Stored items from a collection
PR #12631, opened 2026-08-12
(feat): currency exchange

Saman-Zand-H:


docs/docs/plugins/builtin/iranian_currency_exchange.md
```diff
@@ -0,0 +1,86 @@
...
+title: Iranian Currency Exchange
+---
+
+## Iranian Currency Exchange
+
+The **Iranian Currency Exchange** plugin provides a USD to IRR exchange rate.
+It uses a manually configured rate by default and can optionally fetch the
+free-market USD rate from [TGJU](https://www.tgju.org/currency).
+
+The plugin uses InvenTree's existing Django-Q2 scheduler. No additional Celery
```
matmair, line 11: Why is celery even mentioned? We do not use that anywhere

docs/docs/plugins/builtin/iranian_currency_exchange.md
```diff
@@ -0,0 +1,86 @@
...
+
+### Manual rate
+
+Leave **Enable TGJU USD rate consumer** disabled and enter **Manual USD to IRR
+rate** as the number of Iranian rials per one US dollar. The plugin then makes
+no TGJU requests, so rate updates work without an Internet connection. After
+changing the manual rate, open Currency Management and select **Refresh
+exchange rates** to apply it immediately.
+
+### TGJU consumer
```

[WORK TO COMPLETE] Go through the records above and retype each one exactly.

[OUTPUT OF THE EXERCISE]
PR #12631, opened 2026-08-12
(feat): currency exchange

Saman-Zand-H:


docs/docs/plugins/builtin/iranian_currency_exchange.md
```diff
@@ -0,0 +1,86 @@
...
+title: Iranian Currency Exchange
+---
+
+## Iranian Currency Exchange
+
+The **Iranian Currency Exchange** plugin provides a USD to IRR exchange rate.
+It uses a manually configured rate by default and can optionally fetch the
+free-market USD rate from [TGJU](https://www.tgju.org/currency).
+
+The plugin uses InvenTree's existing Django-Q2 scheduler. No additional Celery
```
matmair, line 11: Why is celery even mentioned? We do not use that anywhere

docs/docs/plugins/builtin/iranian_currency_exchange.md
```diff
@@ -0,0 +1,86 @@
...
+
+### Manual rate
+
+Leave **Enable TGJU USD rate consumer** disabled and enter **Manual USD to IRR
+rate** as the number of Iranian rials per one US dollar. The plugin then makes
+no TGJU requests, so rate updates work without an Internet connection. After
+changing the manual rate, open Currency Management and select **Refresh
+exchange rates** to apply it immediately.
+
+### TGJU consumer
```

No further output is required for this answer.